__Data records__:
==*==

PR #603, opened 2022-11-17
Ensure that the Application.start static method uses overridden class

### LINKED ISSUE #586: Ability to extend the Stimulus Application class
## Summary 

Class inheritance provides a way to achieve custom behaviour and it would be great to also allow this at the `Application` level. 

Currently, it is not easy to extend and use the `Application` class without rewriting its `static start` method. 

## Details 

In the Application code, the `start` static method references the `Application` class directly instead of using `this`. 

https://github.com/hotwired/stimulus/blob/f690a6a2e856a35ebdb78246285b734da541338e/src/core/application.ts#L19-L23

This means that even if you extend the `Application` with say a custom method override of `load`, this custom method will never get used. 

## Proposal 

Using `this` instead of `Application` should solve the issue. 

```Typescript
  static start(element?: Element, schema?: Schema): Application {
    const application = new this(element, schema)
    application.start()
    return application
  }
```

## Use case

A trivial use case to add extra behaviour to the application stop call. 

```javascript
class MyApplication extends Application {
  stop() {
    super();
    console.log('application stopped');
  }
}

const application= MyApplication.start();
application.stop();
```

lb-:
- When using `const application = MyApplication.start()` - it now will use the actual `MyApplication` class instead of the non-extended `Application` class
- Fixes #586

## Notes

I opted for no documentation here - I think this behaviour would be expected and also aligns with any manual `start` usage with instantiation of the class yourself.

For example, the following two ways of starting the application will now be the same (with this PR merged).

### A - Starting an application as per documentation

```javascript
class MyApplication extends Application {}

const element = document.getElementById('main');
const application = MyApplication.start(element); // without this PR - the `application` will be an instance of the Stimulus `Application` and not `MyApplication`
```

### B - Setting up the instance manually & running `start`

```javascript
class MyApplication extends Application {}

const element = document.getElementById('main');
const application = new MyApplication(element);
application.start();
```

## Test format

Note that I had to write my own test case class as `src/tests/cases/application_test_case.ts` does not use the documented `Application.start()` approach (due to other tests relying on a separate setup step for the application before starting).

This is similar to the way that the test file `src/tests/modules/core/error_handler_tests.ts` also sets up its own test case but without the double-registration of a Stimulus application. Happy to adjust if this is not the way we want to do this.

### DIFF
--- a/src/core/application.ts
+++ b/src/core/application.ts
@@ -17,7 +17,7 @@ export class Application implements ErrorHandler {
   debug = false
 
   static start(element?: Element, schema?: Schema): Application {
-    const application = new Application(element, schema)
+    const application = new this(element, schema)
     application.start()
     return application
   }
--- a/src/tests/modules/core/extending_application_tests.ts
+++ b/src/tests/modules/core/extending_application_tests.ts
@@ -1,0 +1,51 @@
+import { Application } from "../../../core/application"
+import { DOMTestCase } from "../../cases/dom_test_case"
+import { ActionDescriptorFilter } from "src/core/action_descriptor"
+
+const mockCallback: { (label: string): void; lastCall: string | null } = (label: string) => {
+  mockCallback.lastCall = label
+}
+mockCallback.lastCall = null
+
+class TestApplicationWithCustomBehavior extends Application {
+  registerActionOption(name: string, filter: ActionDescriptorFilter): void {
+    mockCallback(`registerActionOption:${name}`)
+    super.registerActionOption(name, filter)
+  }
+}
+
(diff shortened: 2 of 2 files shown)


lb-:
I do not think the error is due to this PR's changes (tests ran ok locally).

>  17 11 2022 21:36:45.021:ERROR [SaucelabsLauncher]: Error: 17 Nov 21:36:45 - couldn't connect to https://saucelabs.com/rest/v1/stimulus/tunnels: Post https://saucelabs.com/rest/v1/stimulus/tunnels: net/http: timeout awaiting response headers

lb-:
Thanks @dhh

==*==

__What is required__:
Output the listing once more. Leave each word as it stands.

__Answer to the exercise__:
PR #603, opened 2022-11-17
Ensure that the Application.start static method uses overridden class

### LINKED ISSUE #586: Ability to extend the Stimulus Application class
## Summary 

Class inheritance provides a way to achieve custom behaviour and it would be great to also allow this at the `Application` level. 

Currently, it is not easy to extend and use the `Application` class without rewriting its `static start` method. 

## Details 

In the Application code, the `start` static method references the `Application` class directly instead of using `this`. 

https://github.com/hotwired/stimulus/blob/f690a6a2e856a35ebdb78246285b734da541338e/src/core/application.ts#L19-L23

This means that even if you extend the `Application` with say a custom method override of `load`, this custom method will never get used. 

## Proposal 

Using `this` instead of `Application` should solve the issue. 

```Typescript
  static start(element?: Element, schema?: Schema): Application {
    const application = new this(element, schema)
    application.start()
    return application
  }
```

## Use case

A trivial use case to add extra behaviour to the application stop call. 

```javascript
class MyApplication extends Application {
  stop() {
    super();
    console.log('application stopped');
  }
}

const application= MyApplication.start();
application.stop();
```

lb-:
- When using `const application = MyApplication.start()` - it now will use the actual `MyApplication` class instead of the non-extended `Application` class
- Fixes #586

## Notes

I opted for no documentation here - I think this behaviour would be expected and also aligns with any manual `start` usage with instantiation of the class yourself.

For example, the following two ways of starting the application will now be the same (with this PR merged).

### A - Starting an application as per documentation

```javascript
class MyApplication extends Application {}

const element = document.getElementById('main');
const application = MyApplication.start(element); // without this PR - the `application` will be an instance of the Stimulus `Application` and not `MyApplication`
```

### B - Setting up the instance manually & running `start`

```javascript
class MyApplication extends Application {}

const element = document.getElementById('main');
const application = new MyApplication(element);
application.start();
```

## Test format

Note that I had to write my own test case class as `src/tests/cases/application_test_case.ts` does not use the documented `Application.start()` approach (due to other tests relying on a separate setup step for the application before starting).

This is similar to the way that the test file `src/tests/modules/core/error_handler_tests.ts` also sets up its own test case but without the double-registration of a Stimulus application. Happy to adjust if this is not the way we want to do this.

### DIFF
--- a/src/core/application.ts
+++ b/src/core/application.ts
@@ -17,7 +17,7 @@ export class Application implements ErrorHandler {
   debug = false
 
   static start(element?: Element, schema?: Schema): Application {
-    const application = new Application(element, schema)
+    const application = new this(element, schema)
     application.start()
     return application
   }
--- a/src/tests/modules/core/extending_application_tests.ts
+++ b/src/tests/modules/core/extending_application_tests.ts
@@ -1,0 +1,51 @@
+import { Application } from "../../../core/application"
+import { DOMTestCase } from "../../cases/dom_test_case"
+import { ActionDescriptorFilter } from "src/core/action_descriptor"
+
+const mockCallback: { (label: string): void; lastCall: string | null } = (label: string) => {
+  mockCallback.lastCall = label
+}
+mockCallback.lastCall = null
+
+class TestApplicationWithCustomBehavior extends Application {
+  registerActionOption(name: string, filter: ActionDescriptorFilter): void {
+    mockCallback(`registerActionOption:${name}`)
+    super.registerActionOption(name, filter)
+  }
+}
+
(diff shortened: 2 of 2 files shown)


lb-:
I do not think the error is due to this PR's changes (tests ran ok locally).

>  17 11 2022 21:36:45.021:ERROR [SaucelabsLauncher]: Error: 17 Nov 21:36:45 - couldn't connect to https://saucelabs.com/rest/v1/stimulus/tunnels: Post https://saucelabs.com/rest/v1/stimulus/tunnels: net/http: timeout awaiting response headers

lb-:
Thanks @dhh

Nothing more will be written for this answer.